* _Task prompt_
Copy out each line of the data holding "lockChildren".

======== Data supplied ========

PR #2522, opened 2025-03-29
Public Library - Add Castellers

96LawDawg:
Similar to Towers of Hamburg. VTT implementation by Shobu.

---

PR-SERVER-BOT: You can play around with it here: https://test.virtualtabletop.io/PR-2522/pr-test (or any other room on that server)


ArnoldSmith86 (approved):
This should probably not have `en-US`, should it? There's no text in the actual game.

96LawDawg:
> This should probably not have `en-US`, should it? There's no text in the actual game.

Fixed.

PR #2523, opened 2025-03-29
fixed empty `display` for seats

ArnoldSmith86:
When we introduced `display` in #2167, we did not notice that seats already had a `display` property.

This lead to `display: ""` on seats changing from showing a blank seat to hiding the seat completely.

This PR should make them blank again.

---

PR-SERVER-BOT: You can play around with it here: https://test.virtualtabletop.io/PR-2523/pr-test (or any other room on that server)


96LawDawg:
I already updated the wiki

PR #2525, opened 2025-03-29
added new widget type `zoomy`

ArnoldSmith86:
Alright, maybe `zoomy` is not the final name. The problem with experimenting with a new widget type is that the very first thing you have to do is come up with a name.

The idea: it is a widget with a zoom button. When you press the button, you toggle between a zoomed state and a normal state. But: only on your client. So you can have a miniaturized area in your room that players can zoom into and interact with without forcing other players to zoom into it as well.

Initial tests suggest that this is somwhat working. Play around with it and give feedback, please.

### DIFF
--- a/client/js/widgets/zoomy.js
+++ b/client/js/widgets/zoomy.js
@@ -1,0 +1,73 @@
+import { Widget } from './widget.js';
+
+export class Zoomy extends Widget {
+  constructor(id) {
+    super(id);
+
+    this.isBig = false;
+    this.addDefaults({
+      movable: false,
+      layer: -2,
+      typeClasses: 'widget zoomy',
+
+      zoomedX: 0,
+      zoomedY: 0,
+      zoomedScale: 2,
+      zoomedRotation: 0
+    });
+
+    this.domElement.innerHTML = `
+      <button class="zoomy-button">+</button>
+    `;
+
+    $('.zoomy-button', this.domElement).addEventListener('click', () => {
+      this.isBig = !this.isBig;
+      this.updateScale();
+    });
+  }
+
+  cssTransform() {
+    const x        = this.isBig ? this.get('zoomedX'       ) : this.get('x'       );
+    const y        = this.isBig ? this.get('zoomedY'       ) : this.get('y'       );
+    const scale    = this.isBig ? this.get('zoomedScale'   ) : this.get('scale'   );
+    const rotation = this.isBig ? this.get('zoomedRotation') : this.get('rotation');
+
+    let transform = `translate(${x}px, ${y}px)`;
+
+    if(rotation)
+      transform += ` rotate(${rotation}deg)`;
+    if(scale != 1)
+      transform += ` scale(${scale})`;
+
+    return transform;
+  }
+
+  cssTransformProperties() {
+    const properties = super.cssTransformProperties();
+
+    properties.push('zoomedX', 'zoomedY', 'zoomedScale', 'zoomedRotation');
+
+    return properties;
+  }
+
+  set(property, value) {
+    if(this.isBig) {
+      if(property == 'x')
+        this.set('zoomedX', value);
+      else if(property == 'y')
+        this.set('zoomedY', value);
+      else if(property == 'scale')
+        this.set('zoomedScale', value);
+      else if(property == 'rotation')
+        this.set('zoomedRotation', value);
+      else
+        super.set(property, value);
+    } else {
+      super.set(property, value);
+    }
+  }
+
+  updateScale() {
+    this.targetTransform = this.domElement.style.transform = this.cssTransform();
+  }
+}
--- a/client/js/jsonedit.js
+++ b/client/js/jsonedit.js
@@ -1124,6 +1124,7 @@ function jeAddCommands() {
   widgetTypes.push(jeAddWidgetPropertyCommands(new Seat(), widgetBase));
   widgetTypes.push(jeAddWidgetPropertyCommands(new Spinner(), widgetBase));
   widgetTypes.push(jeAddWidgetPropertyCommands(new Timer(), widgetBase));
+  widgetTypes.push(jeAddWidgetPropertyCommands(new Zoomy(), widgetBase));
 
   jeAddRoutineOperationCommands('AUDIO', { source: '', maxVolume: 1.0, length: null, player: null, silence: false, count: 1 });
   jeAddRoutineOperationCommands('CALL', { widget: 'id', routine: 'clickRoutine', return: true, arguments: {}, variable: 'result' });
--- a/client/js/main.js
+++ b/client/js/main.js
@@ -385,7 +385,7 @@ async function loadEditMode() {
       uploadAsset, _uploadAsset, mapAssetURLs, pickSymbol, selectFile, triggerDownload,
       config, getPlayerDetails, roomID, getDeltaID, widgets, widgetFilter, isOverlayActive,
       html, formField,
-      Widget, BasicWidget, Button, Canvas, Card, Deck, Dice, Holder, Label, Pile, Scoreboard, Seat, Spinner, Timer,
+      Widget, BasicWidget, Button, Canvas, Card, Deck, Dice, Holder, Label, Pile, Scoreboard, Seat, Spinner, Timer, Zoomy,
       toHex, contrastAnyColor,
       asArray, compute_ops,
       eventCoords
--- a/client/js/serverstate.js
+++ b/client/js/serverstate.js
@@ -82,6 +82,8 @@ export function addWidget(widget, instance) {
     w = new Spinner(id);
   } else if(widget.type == 'timer') {
     w = new Timer(id);
+  } else if(widget.type == 'zoomy') {
+    w = new Zoomy(id);
   } else {
     w = new BasicWidget(id);
   }
--- a/server/minify.mjs
+++ b/server/minify.mjs
@@ -72,6 +72,7 @@ export default async function minifyHTML() {
     'client/js/widgets/seat.js',
     'client/js/widgets/spinner.js',
     'client/js/widgets/timer.js',
+    'client/js/widgets/zoomy.js',
 
     'client/js/main.js'
   ]);


96LawDawg:
Will have to think more about the button.  It works for normal sized widgets, but if you make the zoomster (zoomerini, zoomtastic) the size of the room, it is not intuitive.  If you use the zoomy to shrink below scale = 1, the button gets small.

ArnoldSmith86:
Yeah, the button is just a placeholder. We can do that however we like.

ArnoldSmith86:
> need a property to show when zoomed in (so changeRoutines can work)

The idea is that the zoomed in state is different for each player. Properties always have to be the same for every player. So I'm not sure how that can work.

ArnoldSmith86:
> For a and b, I like the idea of a hotkey. But that would not work for c.

We can probably just use the `hotkey` property and make it click the zoom button for `zoomy` instead?

Also: should zooming into one reset any others?

96LawDawg:
> > need a property to show when zoomed in (so changeRoutines can work)
> 
> The idea is that the zoomed in state is different for each player. Properties always have to be the same for every player. So I'm not sure how that can work.

I was thinking of a way to SET x,y when clicking the button so that it would automatically go to certain locations.  Maybe there is some way other than a property?  It would not have to work for a changeRoutine.  But maybe a read only property?

96LawDawg:
> Also: should zooming into one reset any others?

Depends on the game.

96LawDawg:
> > need a property to show when zoomed in (so changeRoutines can work)
> 
> The idea is that the zoomed in state is different for each player. Properties always have to be the same for every player. So I'm not sure how that can work.

What if there is a property `zoomedPlayer` that is an array of the playerNames that are currently zoomed in on that widget?  The property would be the same for all players, but only those players in the array would see the zoomed view.  We could then use that to check for changes or the current player's view mode.

ArnoldSmith86:
Sounds great.

96LawDawg:
For `groupedWith`, if both zoomies are expanded, then they all also get minimized with the main controlling one does.  Is that also the intended and desired behavior?  Fine with me, that is just not mentioned in the draft wiki entry.

96LawDawg:
`lockChildren` has the opposite behavior of what it should be.

96LawDawg:
`zoomedMovable` does not work.  When zoomed in, the zoomy is never movable.

96LawDawg:
`zoomedScale` values are strange if you don't know what is going on behind the scenes.  0.5 is same scale.  0.4 to 0.1 is smaller.  0.6+ is larger. I think we should tweak the math behind the scenes so that 1 is same size, just like regular scale.

96LawDawg:
`zoomedScale` values are strange if you don't know what is going on behind the scenes.  0.5 is same scale.  0.4 to 0.1 is smaller.  0.6+ is larger. I think we should tweak the math behind the scenes so that 1 is same size, just like regular scale.

96LawDawg:
For the appearance I suggest:
 - Do something other than white as the default.  Looks too much like a holder.  Maybe silver (#c0c0c0)?
 - Reduce the size of the magnifying glass icon.  It is too large.  More like 80px instead of 200.
 - When setting the default style to false, the background should still be silver, or there should at least be a border. If you set it to false, the entire widget seems to disappear.
 - Consider adding a text property (or maybe html or both) and an image property just like a basic widget.  Would be nice to be able to throw some text or a background on there.

96LawDawg:
I think we need a better name for `groupedWith`.  It implies reciprocal behavior but that only works if both widgets list each other in their `groupedWith` property.  Maybe one of these: `minimizeOnExpand`, `collapseOnExpand`, `toggleOnExpand`.  I'm not sure any of those are right, but it better explains what is happening as far as I can tell.

ArnoldSmith86:
Yeah, the idea is something like tabs where only one of a group should be visible/expanded.

A usecase would be Flight where you only show the board of _one_ player on the left. All others could be thumbnails on the side.

The implementation is exactly what you describe: just collapse all of them.

It might also be interesting to not allow _all_ of them to be expanded. In the Flight example, it would just lead to a lot of empty space.

I agree that the name isn't particularly good. `collapseOnExpand` is basically correct but it sounds like collapse and expand both refer to the current zoomy which sounds stupid.. :grinning:

96LawDawg:
How about `collapseOthers`?

96LawDawg:
Adding a new zoomy is strange.  It shows up as w/h of 800x800.  But it is really only 400x400 because it is already scaled down.  This relates back to my comment about `zoomedScale`.

ArnoldSmith86:
> Adding a new zoomy is strange. It shows up as w/h of 800x800. But it is really only 400x400 because it is already scaled down. This relates back to my comment about `zoomedScale`.

I think that `zoomy` is more useful when the expanded version is `scale: 1` (so normal size) and the collapsed version is smaller. But maybe it's more intuitive if it is added expanded?

> Slightly strange behavior. Move a zoomy away from its zoomedx/y coordinates and click on it to enlarge it. Then click on it again to reduce it. Everything works as expected with the x/y. Now do it again but while it is enlarged, try dragging the zoomy. It will not move, but not when you click to reduce it, the x/y do not go back to what they were before.

I think that is caused by `zoomedMovable` only half working. Or a half working redirect from `x` to `zoomedX`.

> When setting the default style to false, the background should still be silver, or there should at least be a border. If you set it to false, the entire widget seems to disappear.

IMO that's the point of `defaultStyle: false`: to remove all applied styles. But we can also call it `showIcon: false` or something.

> `zoomedScale` values are strange if you don't know what is going on behind the scenes. 0.5 is same scale. 0.4 to 0.1 is smaller. 0.6+ is larger. I think we should tweak the math behind the scenes so that 1 is same size, just like regular scale.

But if we do `zoomedScale: 2` means that expanded is twice as big as collapsed, you would always have to change it if you change `scale` and intend to have the expanded version "real size".

96LawDawg:
I updated Stratagem to use zoomies so we would have at least one game with it when the PR is merged.  A very simple implementation but an improvement in the game play experience.

96LawDawg:
> I think that `zoomy` is more useful when the expanded version is `scale: 1` (so normal size) and the collapsed version is smaller. But maybe it's more intuitive if it is added expanded?

I'm not sure I agree.  At least when designing a game, I would expect the zoomies to be small size most of the time.  I'm really only using it expanded in play mode. But I guess I could go either way on that.  At a minimum it would make sense to add it expanded.

> IMO that's the point of `defaultStyle: false`: to remove all applied styles. But we can also call it `showIcon: false` or something.

Yes. Make the background silver in all cases. Change that property to `showIcon`.

> But if we do `zoomedScale: 2` means that expanded is twice as big as collapsed, you would always have to change it if you change `scale` and intend to have the expanded version "real size".

I'm not sure I follow all of the consequences of this, especially if the expanded scale is flipped like I suggest above which would make zoomedScale 1.5, I think.  Anyway, working with scaled widgets and getting sizing right can be tough.  The current math makes it harder.  I guess we could do math behind the scenes in the JavaScript to make the values behave like what you would expect.  But thinking about this makes my head hurt.

96LawDawg:
> It would probably be nice to make this even easier to setup, right? Something like a property `tabTitle` that, if set, transforms `zoomy` to a `tabby`?

I like the tabby example for a tutorial.  I don't think we need to implement it.  The graphical needs for each room will be so different than any attempt at standardization will be unhelpful.  Everyone will want something different, so let's give a demo, but not bake it into the code.

96LawDawg:
Building a new room is slightly frustrating.  Part of that is because of the scale and no matter what we do, that is not easy to fix.  But the other part is because the zoom relationship only goes one way.  Here is an example.  When starting in the room, both the main board and player board are their unzoomed, small size.  Like this:

Actual

But what I want is this:

Desired

So that I can get this swap:

Normal

So I had the bright idea to make the relationship the inverse: the main board starts large and the zoom factor makes it smaller.  Of course, that works, but then the `groupedWith` does not and you get this:

Inverse

I guess I can live with starting with everything small and unzoomed.  It just doesn't look as nice.  But this also made me wonder if we could have a `zoomedInverse` boolean property.  If true, then things that are grouped with it have the opposite relationship.

96LawDawg:
Also, it would be nice to have a property related to `groupedWith` that locks the relationship.  In that demo I'm making, it would be nice if clicking either board automatically swapped both.  Because if the main board is enlarged and the player board is small, then if you click the main board, it gets small and both or small.  The desired behavior (in this example) would be to click either and they flip whatever they were before.  Of course I can do that through routines, but not as easily as just `groupedWithLocked` or whatever.

ArnoldSmith86:
`zoomedPlayers` all should work but the first click would reset it.

But some sort of inversion could be nice.

96LawDawg:
Another nice-to-have feature: prevent other players from messing around with any board but their own.  Something like `playableBy`.  The basic idea would be to do something like "pointer-events":"none" for children of the zoomy (but not the zoomy itself otherwise you could not click it).  The pointer-events limitation would apply to everyone except for the seat id specified in `playableBy`.  Maybe that is not the best technical solution, but something like that.  Just an idea to create as many delays as possible in getting this implemented ;-)  This is absolutely not necessary.

Again, like with many things now, it is already possible to do this by putting an invisible cover over widgets to protect them. The cover uses `onlyVisibleForSeat` which is an array of all the seats excluding the one you want to have access to the widget.  Maybe the technical solution would incorporate something like that.  If it did, then this could be used on any widget type.

96LawDawg:
I added a new `onlyUsableBySeat` property.  It works substantially like `onlyVisibleForSeat`, but instead of making things invisible, it makes them non-interactive.  Actually, it only makes the children non-interactive.  That is so the zoomy widget can be clicked to expand.  I struggled with this concept.  If we did not have zoomy, I would have made the `onlyUsableBySeat` property apply to the widget itself (and thus all of its children). I'm not sure what the right approach here is because the name implies that the limitation applies to the widget.  A different name?  A different behavior?

Actually as I was writing this, I had an idea.  Maybe we should make the new property apply directly to the widget for every widget type except for zoomies.  And for zoomies, we make it only apply to children.  That way, the zoomy can be clicked.

96LawDawg:
I have fixed some of the things I commented on and come to accept that others are just the way they are because the way scale works.  This is getting pretty close to being ready.

client/js/widgets/zoomy.js
```diff
@@ -159,28 +159,28 @@ export class Zoomy extends Widget {
...
-        await this.set('zoomedScale', value);
-      else if(property == 'rotation')
-        await this.set('zoomedRotation', value);
-      else
-        await super.set(property, value);
-    } else {
-      await super.set(property, value);
-    }
-  }
-
```
ArnoldSmith86: Did you remove this on purpose? At first glance, it doesn't seem related to this commit. But so far it really only was a glance.

client/js/mousehandling.js
```diff
@@ -122,7 +122,12 @@ async function inputHandler(name, e) {
       mouseStatus[target.id].coords = coords;
       if(mouseStatus[target.id].moveTarget) {
         setDeltaCause(`${playerName} dragged ${widget.id}`);
-        await mouseStatus[target.id].moveTarget.move(coords, mouseStatus[target.id].localAnchor);
+        const mt = mouseStatus[target.id].moveTarget;
+        if(mt.get('type') === 'zoomy' && mt.isZoomed()) {
+          await mt.moveZoomed(coords, mouseStatus[target.id].localAnchor);
+        } else {
+          await mt.move(coords, mouseStatus[target.id].localAnchor);
+        }
```
ArnoldSmith86, line 130: This hack isn't necessary. You can define a new `move` for the zoomy class that checks if it's zoomed and if not, calls `super.move(...)` instead.

client/css/layout.css
```diff
@@ -812,10 +812,18 @@ body.jsonEdit:not(.hitTest) .widget.foreign, body.jsonEdit:not(.hitTest):not(.sh
...
-body:not(.jsonEdit) .widget.notUsable  > *{
+body:not(.jsonEdit) .widget.notUsable {
   pointer-events: none !important;
 }
 
+.widget.zoomyNotUsable {
+  --zoomyNotUsable:true;
+ }
+ 
+ body:not(.jsonEdit) .widget.zoomyNotUsable > * {
```
ArnoldSmith86, line 823: Can't you do `.widget.zoomy.notUsable` instead and remove the hack in the widget class?

If not, the code should at least be moved to `zoomy`. Its `classes` function could do a replace on the result of `super.classes`.

client/js/widgets/widget.js
```diff
@@ -2467,6 +2479,7 @@ export class Widget extends StateManaged {
     state.owner = null;
     state.linkedToSeat = null;
     state.onlyVisibleForSeat = null;
+    state.onlyUsableBySeat = null;
```
ArnoldSmith86, line 2486: Probably not necessary to remove for a readonly copy because it's also a readonly thingy. But doesn't hurt either.

96LawDawg: I put it there because it seemed to fit with onlyVisibleForSeat. But testing shows it is not needed.  Removed.

client/js/widgets/zoomy.js
96LawDawg: No.  That was accidental.  Restored.

client/js/mousehandling.js
96LawDawg: Fixed.

client/css/layout.css
96LawDawg: Fixed

96LawDawg:
I forgot what a pain it is to set up TestCafe with a new widget.  Uggh.  But at least it is done and passing.  Not sure if we should have the Zoomy tutorial on TestCafe also and throw in a few additional things like dragging and lockChildren?

PR #2527, opened 2025-03-29
add context menu

ArnoldSmith86:
This is a very rough demo for now.

The idea is to make it possible for right-click (longtouch on mobile) to not only show an optional enlarged view of the widget but also show user-defined context menu buttons.

This could solve common requests for overriding rightclick behavior as well as providing easy to use rotation as well as making cards editable with right-click.


96LawDawg:
Looks terrible.  Works great with my very limited testing.

PR #2529, opened 2025-03-31
Public Library - Add Tutorial 150 Working with Variables

96LawDawg:
This is the last in the series.

I combined what I thought would be 150 and 160 because in the end it did not make sense to separate them.

---

PR-SERVER-BOT: You can play around with it here: https://test.virtualtabletop.io/PR-2529/pr-test (or any other room on that server)


ArnoldSmith86 (approved):
Take another look at this, please:

> Color functions can work with contrast, hue, and luminance so that colors will work with each other or contrast from each other. For example, will white or black text be the easiest to read when on top of the previous colors? For red, it will be black, but for teal, it is white.

PR #2548, opened 2025-04-12
Public Library - Add `svgReplaces` Tutorial

96LawDawg:
There was a small amount of svgReplaces in the Icons, Symbols, and Emojis tutorial.  This makes svgReplaces its own tutorial, as it should be.

---

PR-SERVER-BOT: You can play around with it here: https://test.virtualtabletop.io/PR-2548/pr-test (or any other room on that server)


ArnoldSmith86 (approved):
Nice.

The second card example is a bit weird because I was expecting the different colors to be done using svgReplaces. But still a nice example..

========

* _Result of the task_
`lockChildren` has the opposite behavior of what it should be.
I forgot what a pain it is to set up TestCafe with a new widget.  Uggh.  But at least it is done and passing.  Not sure if we should have the Zoomy tutorial on TestCafe also and throw in a few additional things like dragging and lockChildren?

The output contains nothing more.